##### EXERCISE MATERIALS

PR #2108, opened 2026-06-10
CPR-1203 alternative

markreesmoj:
# 🚨 READ THIS 🚨

Does this change...
* [ ] 🚩 Need Feature flagged


src/main/kotlin/uk/gov/justice/digital/hmpps/personrecord/service/cprdomainevents/listeners/AddressDomainEventListener.kt
```diff
@@ -24,27 +25,34 @@ import java.time.format.DateTimeFormatter
...
 
   @TransactionalEventListener
   fun onAddressCreated(addressCreated: AddressCreated) {
-    publishAddressDomainEvent(
-      addressEntity = addressCreated.addressEntity,
-      eventSource = addressCreated.eventSource.identifier,
-      action = "created",
-      config = buildAddressDomainEventConfig(addressCreated.addressEntity.person!!.sourceSystem, CPR_PROBATION_ADDRESS_CREATED),
-    )
+    if (addressCreated.eventSource != DomainEventSource.CPR) {
```
lbevan, line 33: We use a CPR event source via the POST API too. We still need to publish in that scenario so we'd need to think about that.

PR #2134, opened 2026-06-17
CPR-1202 ensure that all database interactions are within a transaction

markreesmoj:
# 🚨 READ THIS 🚨

Does this change...
* [ ] 🚩 Need Feature flagged

### DIFF
--- a/src/main/kotlin/uk/gov/justice/digital/hmpps/personrecord/message/listeners/probation/ProbationEventListener.kt
+++ b/src/main/kotlin/uk/gov/justice/digital/hmpps/personrecord/message/listeners/probation/ProbationEventListener.kt
@@ -49,7 +49,7 @@ class ProbationEventListener(
     addressService.processAddress(
       address = probationAddress,
       findPerson = { personRepository.findByCrn(event.getCrn())!! },
-      findAddress = { personRepository.findByCrn(event.getCrn())?.addresses?.firstOrNull { it.deliusAddressId == deliusAddressId } },
+      findAddress = { addressRepository.findByDeliusAddressId(deliusAddressId) },
       eventSource = DELIUS,
     )
   }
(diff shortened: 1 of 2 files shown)


lbevan (dismissed):
👍

src/main/kotlin/uk/gov/justice/digital/hmpps/personrecord/message/listeners/probation/ProbationEventListener.kt
```diff
@@ -45,32 +44,25 @@ class ProbationEventListener(
...
-    val personEntity = personRepository.findByCrn(crn)!!
-
+    val deliusAddressId = event.getDeliusAddressId()!!
+    val probationAddress = corePersonRecordAndDeliusClient.getAddress(deliusAddressId)!!
     addressService.processAddress(
       address = probationAddress,
-      findPerson = { personEntity },
-      findAddress = { personEntity.addresses.firstOrNull { it.deliusAddressId == probationAddress.deliusAddressId } },
+      findPerson = { personRepository.findByCrn(event.getCrn())!! },
+      findAddress = { personRepository.findByCrn(event.getCrn())?.addresses?.firstOrNull { it.deliusAddressId == deliusAddressId } },
```
markreesmoj: I wanted to replace this with `addressRepository.findByDeliusAddressId()` but a test failed. 
I am not sure there is really any value in checking whether the address belongs to the CRN from the event but this keeps the check in place

markreesmoj: We do not do this check for deletes.
In fact the more I think about it, the more I think we should ditch this check

JunaedAhmedMOJ (approved):

PR #2222, opened 2025-01-19
Add DataList to better handle several instruments

faysou:
# Pull Request

Add DataList to better handle several instruments.
Created DataList class that inherits from Data and modified data engine and clients accordingly.

## Type of change

Existing tests should catch any problem

### DIFF
--- a/nautilus_trader/adapters/betfair/data.py
+++ b/nautilus_trader/adapters/betfair/data.py
@@ -38,6 +38,7 @@ from nautilus_trader.common.component import MessageBus
 from nautilus_trader.common.enums import LogColor
 from nautilus_trader.core.correctness import PyCondition
 from nautilus_trader.core.data import Data
+from nautilus_trader.core.data import DataList
 from nautilus_trader.live.data_client import LiveMarketDataClient
 from nautilus_trader.model.enums import BookType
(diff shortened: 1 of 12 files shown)


cjdsellers:
Hi @faysou 

I think the core of the issue as [reported](https://discord.com/channels/924497682343550976/924504069433876550/1329748384692572160) by the user is occurring downstream of adapter -> `DataEngine`, and during `MessageBus` publishing: probably in [here](https://github.com/nautechsystems/nautilus_trader/blob/develop/nautilus_trader/common/component.pyx#L2615) and somewhat related to [this issue](https://github.com/nautechsystems/nautilus_trader/pull/2151).

There is an existing issue remaining of slow wildcard pattern resolution for subscriptions which can result in this behavior (I'll raise a separate issue about it). It will be interesting to know how the user in the above report is subscribing for the instruments.

Also, we know that 600,000+ CME Globex instrument definitions can be decoded and sent through the message bus in a couple of seconds, so I don't think grouping them all into a new container type will fix the above issue.

The `DataList` in this PR _might_ be useful, as a more generic `OrderBookDeltas`, but I don't actually think we need it right now? it would be increasing the footprint of the codebase during the Rust port without a clear gain.

PR #2225, opened 2025-01-21
Port stop limit order processing for OrderMatchingEngine in Rust

filipmacek:
# Pull Request

- implement `process_stop_limit_order` function in `OrderMatchingEngine` in Rust with tests


cjdsellers (approved):
Thanks for adding the tests too :ok_hand:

##########

-- ACTIVITY --
Scan the listing for the word "findByCrn". Copy every line in which it appears.

-- WORKED SOLUTION --
       findPerson = { personRepository.findByCrn(event.getCrn())!! },
-      findAddress = { personRepository.findByCrn(event.getCrn())?.addresses?.firstOrNull { it.deliusAddressId == deliusAddressId } },
-    val personEntity = personRepository.findByCrn(crn)!!
+      findPerson = { personRepository.findByCrn(event.getCrn())!! },
+      findAddress = { personRepository.findByCrn(event.getCrn())?.addresses?.firstOrNull { it.deliusAddressId == deliusAddressId } },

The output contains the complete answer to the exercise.